I've been wanting one for storage but the $50+ price tag was a bit much. I can't believe they get $40 bucks for band-aids. :yikes: Is there something in the med supplies that makes it unimportable into the US? I've read threads where people have had to get the kits thru Canada.

Twelve bucks for it all minus the gauze and instructions from 31st330 at the ready...how can I go wrong?


----------



## Cowboy (Dec 27, 2001)

Do you know the part # for the contents only, in case one wanted to buy a "refill" later on?

- Cowboy


----------



## KWiK (Feb 18, 2002)

Cowboy said:


> *Do you know the part # for the contents only, in case one wanted to buy a "refill" later on?
> 
> - Cowboy *


sorry, but no, I just wanted the empty case so I didn't ask about the contents.


----------



## Deemo (Apr 2, 2002)

The european kit with contents is also on Ebay:
http://cgi.ebay.com/ebaymotors/ws/ebayISAPI.dll?ViewItem&item=1817751797&r=0&t=0


----------



## Clem (Oct 29, 2001)

Deemo said:


> *The european kit with contents is also on Ebay:
> http://cgi.ebay.com/ebaymotors/ws/ebayISAPI.dll?ViewItem&item=1817751797&r=0&t=0 *


I can get them anytime w/o the eBay hassle for about $63 shipped anywhere in the Continental USA


----------



## FrancisK (Apr 8, 2002)

KWiK, is that part number:52-10-7-044-958 include the mounting bracket and screw? or do I need to order the mounting bracket for the FirstAid kit?


----------



## KWiK (Feb 18, 2002)

FrancisK said:


> *KWiK, is that part number:52-10-7-044-958 include the mounting bracket and screw? or do I need to order the mounting bracket for the FirstAid kit? *


It includes the mounting bracket, but not the screws. The screws are just M6 x 12 with a T30 head.


----------



## ERK (Mar 22, 2002)

I just got off the phone with Dan and I was told that there is a part number for the box and a seperate one for the bracket. He wants $17.59 + shipping for it all...which isn't bad, but not the same deal KWIK seems to have gotten. :dunno:


----------



## KWiK (Feb 18, 2002)

ERK said:


> *I just got off the phone with Dan and I was told that there is a part number for the box and a seperate one for the bracket. He wants $17.59 + shipping for it all...which isn't bad, but not the same deal KWIK seems to have gotten. :dunno: *


oops! I just found my invoice, and the mounting bracket is seperate. Here is what cutter billed me:

52.10.7.044.958 $11.79 First Aid Box
52.10.7.045.018 $05.80 Holder

Thats a total of $17.59, still much better than the $50+ if you don't need the contents.

sorry for the mistake.


----------



## dtlee (Jan 12, 2002)

*KWik, please check p/n again.*

KWik, you posted two different p/n for the first aid box 51.10.7.044.958 and 52.10.7.044.958. Which p/n is correct? Please check again.
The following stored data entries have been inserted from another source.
PR #653, opened 2024-05-07
Local Settings for Cert Setup for Review

lhr-git:
- Removes the hardcoded path from the MSCA NG API cert
- Adds in the option to disable cert loading for auth disable environments

This shouldn't actually disrupt anything other than on local you can now load a cert from another location (say, locally from ./env.crt)


krischarbonneau (approved):
LGTM.

PR #707, opened 2024-07-16
Add Root Cert Structure to Dockerfile

lhr-git:
Adds the Root cert to the container, allowing for a set chain in the container. If you can cat out the root and the user certs when sh'd into the container, and they differ, then it's worked as intended.


krischarbonneau (approved):
LGTM

PR #708, opened 2024-07-26
Update main from staging (July 26th, 2024)

krischarbonneau:
### Changelog
fix:Updated footer ternary to use publicRuntimeConfig value
fix:Update contact us mapper to accommodate SIN link
fix:Update Dockerfile to include root cert

This PR updates the main branch to be in line with the changes on staging as of July 26th, 2024. This includes the fix for the footer links, the change to the contact us mapper so the SIN link shows up, and the change to the Dockerfile to include the root cert so our MSCA-NG call works on prod.

1. Pull in branch
2. Type `npm run dev`
3. Ensure the footer links are redirecting where they should and the contact us page shows a SIN link


Dockerfile
```diff
@@ -26,7 +28,19 @@ ENV NODE_ENV=production
...
+chmod 644 /usr/local/share/ca-certificates/env.crt && \
+mkdir -p  /etc/ssl/certs/ && \
+echo ${HOSTALIAS_ROOT_CERT} | \
+sed 's/\\n/\n/g' | \
+xargs > \
+/etc/ssl/certs/root.crt && \
+chmod 644  /etc/ssl/certs/root.crt && \
+npm run build
 
 FROM node:20-alpine3.20 AS production
```
gregory-j-baker, line 45: I know this isn't my project, but I accidentally clicked on this PR so thought I'd take a peek.

You should really pin the base image version, for build reproducibility.

```
FROM node:20.16.0-alpine3.19 AS production
```

If you don't, the build you get is not guaranteed to be the same each time.

krischarbonneau: Fair point, thanks for bringing it up. Should be updated now.

lhr-git (approved):

PR #730, opened 2024-09-12
Disable oas card temp links

jhslater:
## [276602](https://dev.azure.com/VP-BD/DECD/_workitems/edit/276602)

Fixed AB#

Comment out OAS Curam temporary links 

### What to test for/How to test:
Test to confirm that there is only one link on the OAS on CURAM MSCA-D Card - ACCOUNT


shewood (changes requested):
this shouldn't be going into dev i don't think

shewood (approved):
LGTM

PR #736, opened 2024-10-09
Use next/script and move AA script out of Head

Charles-Pham:
## [ADO-280112](https://dev.azure.com/VP-BD/DECD/_workitems/edit/280112)

Work towards and potential fix for 280112

Changed to not use `<script>` to import AA in Head since this isn't allowed (https://nextjs.org/docs/messages/no-script-tags-in-head-component) and moved it outside and used `next/script` instead.

AA script should appear in the body instead of the head. Also, on monitoring the network activity there should only be one download of the AA script instead of two.

### DIFF
--- a/components/MetaData.tsx
+++ b/components/MetaData.tsx
@@ -1,4 +1,5 @@
 import Head from 'next/head'
+import Script from 'next/script'
 
 interface Content {
   title: string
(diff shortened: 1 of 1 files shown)


jhslater (approved):
Looks good to me!

PR #737, opened 2024-10-10
Reduce replicaCount and minReplicas to 1 for dev environments.

jhslater:
Change `replicaCount` and `minReplica` settings in dev. When deployed, we should also change `HPA_MAX_REPLICAS` env var in teamcity to a suitable number.

This change will reduce costs for the dev environment. Given that we (will) have so many deployed instances of MSCA-D, and additional resources increase the cost of hosting, we should use as few replications are are necessary to support the type of testing therein. For Performance testing, we would need to ensure that the maximum number of replicas is high enough to support the expected load.


Charles-Pham (approved):
Looks good to me

PR #738, opened 2024-10-17
Load AA script before interactive to see if there's a race condition

Charles-Pham:
## [ADO-280112](https://dev.azure.com/VP-BD/DECD/_workitems/edit/280112)

Additional work to attempt to fix double AA count.

Change to load the AA script as soon as possible. Currently, the page waits until it is interactive.

No impact on page, but if it fixes the problem then AA should be able to see the initial page load.

### Additional Notes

Thank you very much for this info.


----------



## ERK (Mar 22, 2002)

*no worries*



> oops! I just found my invoice, and the mounting bracket is seperate. Here is what cutter billed me:
> 
> 51.10.7.044.958 $11.79 First Aid Box
> 52.10.7.045.018 $05.80 Holder
> ...


hey, I am just glad I didn't insist that it was only one part number for both. 

I wound up ordering from my local dealer. $12.30 for the kit. $6.10 for the bracket. I was all set to order from Dan but he said (nearly insisted) I call my local parts dept. to save on the shipping. And I did. :thumb: Now that's good customer service!


----------



## ERK (Mar 22, 2002)

*Re: KWik, please check p/n again.*



dtlee said:


> *KWik, you posted two different p/n for the first aid box 51.10.7.044.958 and 52.10.7.044.958. Which p/n is correct? Please check again.
> 
> Thank you very much for this info. *


Both part numbers start with *52*


----------



## KWiK (Feb 18, 2002)

*Re: KWik, please check p/n again.*



dtlee said:


> *KWik, you posted two different p/n for the first aid box 51.10.7.044.958 and 52.10.7.044.958. Which p/n is correct? Please check again.
> 
> Thank you very much for this info. *


both parts should start with a 52, I corrected it above.
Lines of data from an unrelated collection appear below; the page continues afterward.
PR #383, opened 2020-07-30
Fix broken test

TimothyEBaldwin:
This test runs Bubblewrap in a pid namespace with `/proc` for the parent namespace. As a result Bubblewrap fails with an error in `namespace_ids_read` unless there is a process with pid 3 in the parent namespace.

Test with: `unshare -rpfm --mount-proc make check`

Also the test fails when run sudo root if root does not have permission to access the path of `test-bwrap`, I fix this by using `/proc/self/exe` to run nested `bwrap`.

### DIFF
--- a/tests/test-run.sh
+++ b/tests/test-run.sh
@@ -179,11 +179,13 @@ if test -n "${bwrap_is_suid:-}"; then
     echo "ok - # SKIP no --cap-add support"
 else
     BWRAP_RECURSE="$BWRAP --unshare-user --uid 0 --gid 0 --cap-add ALL --bind / / --bind /proc /proc"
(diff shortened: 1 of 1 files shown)


alexlarsson:
bot, test pull request

alexlarsson:
@cgwalters This looks good to me, but I'm not really up-to-date on what the CI status is on bwrap these days.

cgwalters:
Looks sane to me, and yeah bwrap needs to be migrated to some other CI system.  It looks like the containers/ org is still a mismash of Travis and Software Factory and Prow.

cgwalters:
Thanks for the PR!

Issue #384, opened 2020-08-13
O(N^2) performance in the number of "--bind" flags


brown:
When bwrap is called with thousands of "--bind" arguments on the command line, it slows down considerably.  It looks like /proc/self/mountinfo is parsed for every single "--bind" flag.  Must that happen?  Can the code instead parse the mount table once and update its representation over time?

brown:
Some more information ....

As bwrap processes each "--bind" flags it parses /proc/self/mountinfo.  After every bind mount that file is longer by one line ... that's what leads to N^2 behavior.

I ran a test where I pass bwrap 2000 "--bind" flags ...
    bwrap --dev-bind / / --bind /usr /tmp/1  --bind /usr /tmp/2 ... --bind /usr /tmp/2000 /bin/true

The program takes 6 or 7 seconds to run.  If I hack the code to re-use information collected from parsing /proc/self/mountinfo, the same command takes about 150 milliseconds to run.

L-as:
You could open a PR, so your change could (presumably) be subject to review.

brown:
Here is a pull request I cooked up to solve the problem.  It likely has some bugs.  I'd like to work with the bubblewrap maintainers to land it.  Thanks!.

brown:
I have updated the pull request:  https://github.com/containers/bubblewrap/pull/385
I've done some testing, so it is now much more likely to be correct.

alexlarsson:
It kinda does this intentionally, because its pretty hard to know exactly how a recursive bind operation affected the system, especially since other things could be happening in parallel (like e.g. mount propagation). It is particularly sensitive to get this right in the case where bubblewrap is setuid as getting this wrong might be a possible attack vector.

Not saying it is impossible, but it needs to be super careful.

brown:
Is there a different strategy that might work to reduce the number of times
the mountinfo file is read?
I don't fully understand mount propagation and the need to adjust flags for
recursive mounts.
My use case is a build system, where bubblewrap is used to create a
sandbox.  It's not unusual
to bind mount 2K paths, which takes a really long time with the current
implementation.

geofft:
cc @kolyshkin - do you have ideas on how to robustly maintain some in-memory idea of what mountinfo looks like without rereading mountinfo on each mount operation?

kolyshkin:
Ahh, what a nice case.

I guess the problem here is 
 - every bind mount might result in multiple changes in mountinfo (depending on mount propagation and recursiveness);
[...]

PR #385, opened 2020-08-14
Fix O(N^2) behavior of bind mounting.

brown:
Read /proc/self/mountinfo only once instead reading it for every "--bind" flag
on the command line.

### DIFF
--- a/bind-mount.c
+++ b/bind-mount.c
@@ -137,6 +137,8 @@ mount_tab_free (MountTab tab)
 {
   int i;
 
+  /* An allocated MountTab always ends with a zeroed MountInfo, so we can tell
+     when to stop freeing memory. */
   for (i = 0; tab[i].mountpoint != NULL; i++)
     free (tab[i].mountpoint);
   free (tab);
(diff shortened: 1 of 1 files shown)


brown:
This pull request is a work in progress.  The intent is to fix https://github.com/containers/bubblewrap/issues/384
I'll need some help from the bubblewrap maintainers to land this change.

alexlarsson:
I didn't really review this, but clearly its not doing recursive bind mounts correctly as it only adds one mount info for the mount. 
Also, it doesn't do anything about flags on remount.

In the setuid case, any time we get a wrong value for `current_flags` for some reason we risk changing the mount flags of an existing mount and accidentally dropping a sysadmin-set flag (such as nosetuid, or read-only) which is a security failure.

brown:
Thanks very much for taking a look.

Is it possible to simulate the effects of a mount sufficiently so that the
mountinfo file is not read for every
bind mount requested?  Maybe it's intractable or so risky that the approach
I took can't be salvaged.

I don't understand the recursive mount handling and the issues
with mount propagation.  Are there
any tests in the bubblewrap codebase for what's required ... or maybe you
could describe in more
detail why the current code does what it does for recursive mounts.

As I said in one of my comments, I'll need assistance from the maintainers
in order to land a change
like this.  I'm definitely not an expert on this stuff ...

Thanks again!

Maryse47:
Having alternative for constantly reading  `/proc/self/mountinfo` was recently [requested on lkml](https://lore.kernel.org/linux-security-module/20200814075836.GA230635@gardel-login/)  which also means such alternative may not exist right for now.

smcv:
In current git main (to be released as 0.13.0 in future), performance should only be O(n^2) in the number of mounts if you have a very old kernel that doesn't support `mount_setattr()`. I think that's probably good enough to consider this solved, and close this PR as no longer needed?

I guess it's time for some more Mavis.


----------



## fkafka (Mar 12, 2002)

*More stupid + box questions...*

1. Has anyone tried installing one of these on the driver's side seat as well?

2. What the heck is are the dimensions of the box? Looking at the pictures, it appears relatively large, but then checking my sport seat in the all the way down position, it's gotta be about 3" tall x 7" wide x 5" deep. Is this relatively close?

3. Is the seat heater going to cook whatever you put in there? And if so, what would the correct time be for a medium-rare standing rib roast?

Thanks -F


----------



## ERK (Mar 22, 2002)

*Re: More stupid + box questions...*



fkafka said:


> *1. Has anyone tried installing one of these on the driver's side seat as well?
> 
> 2. What the heck is are the dimensions of the box? Looking at the pictures, it appears relatively large, but then checking my sport seat in the all the way down position, it's gotta be about 3" tall x 7" wide x 5" deep. Is this relatively close?
> 
> ...


Over the weekend I installed a kit under the passenger's seat. I did a dry fit under the driver's side and it should fit with no problem. KWiK is right, be sure you get the screws. My friend was picking up her new X5 so I tried to save myself a trip and had her grab the parts for me. Unfortunately...no screws though. Much to my surprise NO ONE carries M6 x 12 self-tapping screws and my effort to save myself a twenty minute ride to the dealership turned into a half day search for screws. I broke down and figured I try non-tapping. I did manage to get them to bite but it took some doing.

The kit fits perfectly with no trouble with my sport seats all the way front and down. It is about 3" high x 9" long x 6" deep. Not deep enough to hold the owner's manual but it does provide a nice bit of extra storage.

I don't think anything will be effected by the seat heaters. And...everyone knows that a standing rib roast is best prepared in the engine compartment.


----------



## fkafka (Mar 12, 2002)

*Re: Re: More stupid + box questions...*

>> I did a dry fit under the driver's side and it should fit with no problem.

Thanks for the comments. I was thinking of doing one on each side of the car, to compensate for the smallish glovebox.


----------